Все обречено на гибель. Не приходится сомневаться, что Блок — в своих стихах, статьях, дневниках, письмах — глашатай тревоги. Но ему не желают верить, его не хотят услышать. Одни углубились в теоретические рассуждения о символизме, другие увлеклись политикой, погрязли в запутанных религиозных диспутах. Двадцатилетние, хлопая дверями, врываются в литературу с твердым намерением развенчать идеи Белого и Вячеслава Иванова. Ремизов и Сологуб — возможно, единственные, кто его понимает, но оба они слишком поглощены собственными размышлениями и творчеством.
Представители левых партий не разглядели в Блоке предвестника революции; их вкусы безнадежно устарели, они были глухи ко всему новому в искусстве и видели в нем лишь пустого эстета и декадента. Ненавистные Блоку либералы, казавшиеся ему воплощением буржуазного духа, справедливо считали его своим врагом и упрекали в том, что он, предсказывая страшное будущее, своим похоронным звоном мешает людям спокойно спать.
Блок неотделим от того мира, которому суждено погибнуть; он различает в самом себе признаки этого сползания в пропасть. Его тревога приобретает мировой размах; грядущая катастрофа сулит гибель всему, что ему дорого: жизни в Петербурге, покою Шахматова, самому обществу, всему жизненному укладу — все это будет сметено той же неумолимой роковой силой, что разрушила его семейный очаг.
О, если б знали, дети, вы, Холод и мрак грядущих дней! [29]Он не ведает страха — только отчаяние. И не пресловутая славянская покорность судьбе мешала ему действовать. Все дело в его удивительно трезвом взгляде на вещи.
1908 год стал для него первым годом возмездия. В одной из его записных книжек (за ноябрь 1908 года) мы находим следующие отрывки, позволяющие судить о душевном состоянии Блока:
29
И не один он так думал. Философ Константин Леонтьев (1831–1891) утверждал, что тысяча лет русской истории «представляются гранью, через которую не перешло ни одно из прежде бывших государств славянских». Леонтьев пришел к этому выводу в результате длинной цепи рассуждений, основанных на знании истории. Блок это понял (и пережил) интуитивно. — Примеч. Н. Б.

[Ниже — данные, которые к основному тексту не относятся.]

PR #2206, opened 2021-01-08
Export `SerializedStyles` from @emotion/react flow types

### LINKED ISSUE #2203: Include `SerializedStyles` in `@emotion/react`'s flow types
**The problem**

We make heavy use of Emotion's `css` prop. One pitfall comes when allowing custom components' styles to be extended by parent components. The main issue with this is that the `css` prop is unknown to our type system (flow) and thus needs to be manually declared in the extensible component's props type. To do this, we currently import the `SerializedStyles` type from `@emotion/utils` which means that we need an explicit dependency on `@emotion/utils` just for this.

Looking at the Typescript typedefs for `@emotion/react`, it seems like `SerializedStyles` is explicitly exported already there:

https://github.com/emotion-js/emotion/blob/a89d4257b0246a1640a99f77838e5edad4ec4386/packages/react/types/index.d.ts#L27-L35

**Proposed solution**

Re-export the `SerializedStyles` type from `@emotion/react` like is currently done for Typescript.

```js
export type {SerializedStyles} from `@emotion/serialize`;
```

**Alternative solutions**

Definitely open to any suggestions of how to more easily combine custom components with the `css` prop and a type system.

**Additional context**

I'm happy to make the change if this sounds agreeable.

jimmydief:
**What**: Export `SerializedStyles` from @emotion/react flow types

**Why**: This will make it easier to properly type the return value of the `css` function in Flow.

**How**: Re-exporting the type.

**Checklist**:

- [ ] Documentation (N/A?)
- [ ] Tests (N/A?)
- [X] Code complete
- [X] Changeset 

Fixes #2203

### DIFF
--- a/.changeset/sweet-seas-add.md
+++ b/.changeset/sweet-seas-add.md
@@ -1,5 +1,5 @@
 ---
-'@emotion/react': minor
+'@emotion/react': patch
 ---
 
-Export `SerializedStyles` from `@emotion/react` flow types
+Added export for `SerializedStyles` Flow type.
--- a/.changeset/sweet-seas-add.md
+++ b/.changeset/sweet-seas-add.md
@@ -1,0 +1,5 @@
+---
+'@emotion/react': minor
+---
+
+Export `SerializedStyles` from `@emotion/react` flow types
--- a/packages/react/src/index.js
+++ b/packages/react/src/index.js
@@ -1,5 +1,6 @@
 // @flow
 import pkg from '../package.json'
+export type { SerializedStyles } from '@emotion/utils'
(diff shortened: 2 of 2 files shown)


.changeset/sweet-seas-add.md
```diff
@@ -0,0 +1,5 @@
+---
+'@emotion/react': minor
+---
+
+Export `SerializedStyles` from `@emotion/react` flow types
```
Andarist, line 5:
```suggestion
'@emotion/react': patch
---

Added export for `SerializedStyles` Flow type.
```

Andarist:
Thanks!

PR #2214, opened 2021-01-16
Update typescript.mdx

EduVencovsky:
While adding emotion to a typescript project, it took me a few hours to realize why my Theme wasn't the correct type, until I realized that in the docs, the way to import the Material-UI theme was wrong.

I added a comment to make explicitly the fact that how you import the theme might change according to Material-UI version.

### DIFF
--- a/docs/typescript.mdx
+++ b/docs/typescript.mdx
@@ -286,7 +286,8 @@ declare module '@emotion/react' {
 
 // You are also able to use a 3rd party theme this way:
 import '@emotion/react'
-import { MuiTheme } from 'material-ui'
+// Import of the Material-UI theme might change depending on the version you are using 
+import { MuiTheme } from 'material-ui' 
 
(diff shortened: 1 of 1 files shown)


docs/typescript.mdx
```diff
@@ -286,7 +286,8 @@ declare module '@emotion/react' {
 
 // You are also able to use a 3rd party theme this way:
 import '@emotion/react'
-import { MuiTheme } from 'material-ui'
+// Import of the Material-UI theme might change depending on the version you are using 
+import { MuiTheme } from 'material-ui'
```
Andarist, line 290: well, this was just an example - maybe it would be beneficial to just change this to smth like:
```suggestion
import { LibTheme } from 'some-lib' 
```

WDYT?

EduVencovsky: Sounds better!

PR #2233, opened 2021-01-29
Fix/2139 jest snapshots

### LINKED ISSUE #2139: @emotion/jest - Snapshot serializer is not replacing hashes
**Current behavior:**

I have updated project to emotion 11 and i have noticed failing jest tests. When i provide emotion styles as an array: `css={[style1, style2]}`, their hashes in snapshot will not be replaced.

Component with emotion styles: https://github.com/ejdzipi/emotion-jest-serializer-repro/blob/master/src/StyleArrayComponent/StyleArrayComponent.jsx

Resulting snapshot: https://github.com/ejdzipi/emotion-jest-serializer-repro/blob/master/src/StyleArrayComponent/__snapshots__/StyleArrayComponent.test.js.snap
 
**To reproduce:**

I have prepared a repro: https://github.com/ejdzipi/emotion-jest-serializer-repro

**Expected behavior:**

Hashes are correctly replaced

**Environment information:**

- `react` version: 16.14
- `@emotion/react` version: 11.1.1

ajs139:
**What**:

Fix #2139 - Snapshot serializer is not replacing hashes.

**Why**:

When creating snapshots for components that have an array as the css property, the snapshot was outputting some of the  internal properties. Additionally, there was a problem with the serialization when using `mount` on components that had the css properties on child components. 

**How**:

Fixed a bug where the component wasn't being unwrapped properly (so its children were not being modified).
Accounted for the `css` prop being an array.

**Checklist**:

- [ ] Documentation N/A
- [x] Tests
- [x] Code complete
- [x] Changeset


packages/jest/test/__snapshots__/react-enzyme.test.js.snap
```diff
@@ -114,6 +114,33 @@ exports[`enzyme mount theming 1`] = `
...
+  background-color: black;
+  color: white;
+}
+
+<div
+  className="emotion-0"
+>
+  Test content
+  <div
+    className="emotion-1 emotion-2"
```
ajs139, line 135: need to look at why this extra class name is present

packages/jest/test/__snapshots__/react-enzyme.test.js.snap
```diff
@@ -343,6 +368,24 @@ exports[`enzyme shallow theming 1`] = `
...
+  display: -ms-flexbox;
+  display: flex;
+}
+
+<div
+  className="emotion-0"
+>
+  Test content
+  <div
+    className="emotion-1 emotion-2"
```
ajs139, line 384: will look at this also

yarn.lock
```diff
@@ -1866,6 +1866,11 @@
   resolved "https://registry.yarnpkg.com/@emotion/memoize/-/memoize-0.7.3.tgz#5b6b1c11d6a6dddf1f2fc996f74cf3b219644d78"
   integrity sha512-2Md9mH6mvo+ygq1trTeVp2uzAKwE2P7In0cRpD/M9Q70aH8L+rxMLbb3JCN2JoSWsV2O+DdFjfbbXoMoLBczow==
 
+"@emotion/memoize@0.7.4":
```
ajs139, line 1869: will remove this

packages/jest/test/__snapshots__/react-enzyme.test.js.snap
Andarist: It seems that you have already resolved this issue, right?

packages/jest/test/react-enzyme.test.js
```diff
@@ -191,6 +204,25 @@ describe('enzyme', () => {
     cases
   )
 
+  test('child containing css array property', () => {
```
Andarist, line 207: is this the correct test title? no css prop here holds an array

packages/jest/test/react-enzyme.test.js
```diff
@@ -143,6 +143,19 @@ const cases = {
       )
     }
   },
+  'using the css helper': {
```
Andarist, line 146: OTOH this one holds an array so I would assume that maybe the added test titles should be swapped but I'm also not sure what "using the css helper" test would be about - could you make this test title a little bit more descriptive?

packages/jest/test/react-enzyme.test.js
ajs139: updated, as noted the titles got switched

packages/jest/test/react-enzyme.test.js
ajs139: thanks, let me know if the new description is missing anything

.changeset/two-laws-provide.md
```diff
@@ -0,0 +1,5 @@
+---
+'@emotion/jest': patch
+---
+
+Fix issue creating enzyme snapshots for components using an array as the css prop.
```
Andarist, line 5:
```suggestion
---
'@emotion/jest': minor
---

Fixed an issue with Enzyme snapshots for components using an array as the `css` prop - those should be printed OK now.
```

Andarist (approved):

Issue #1892, opened 2020-06-07
Possibility to use class-name property instead of className


khmelevskii:
**The problem**

I created a tiny Emotion wrapper in ClojureScript. I'm going to open-source this wrapper but I have issue with `className` property. In Clojure idiomatic to use kebab-case notation. So, it would be great to use prop `class-name` in styled components instead of `className` but unfortunately I don't have any methods in emotion to change it.
Currently I have only one way, it's wrap styled component to `react.createElement` and convert `className` to `class-name`.

**Proposed solution**

It would be great to add this to options (somethings like `shouldForwardProp`). For example,
```
{
  classNameProps: 'class-name',
}
```
Link to this wrapper (WIP) https://github.com/khmelevskii/emotion-cljs

Andarist:
I'm afraid that this is out of Emotion's scope and we do not plan to make this customizable. The primary target of this library is regular React written in JS in which this works as expected.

«Все тихо. Вдруг из соседней комнаты голос его: А-а! А-а!
— Что с тобой? Что с тобой? <…>
Выбегает, хватаясь за голову.
— Как все странно кругом. Я видел сон. Раздвинулся занавес. Тащутся сифилитики в гору. И вдруг — я там! Спаси меня!
— Только бы ребенок не услышал».
* * *
«Кошмары подступают. Уже рта не открыть».
* * *
«Приносят разбитого кирпичом.
— Да, Господи, да, Господи. Да ведь я же поправлюсь. Это же случай. Случайного ничего не бывает. Ведь я такой красивый и сильный. За что же?»
* * *
«Мне важнее всего, чтобы в теме моей услышали реальное и страшное „memento mori“».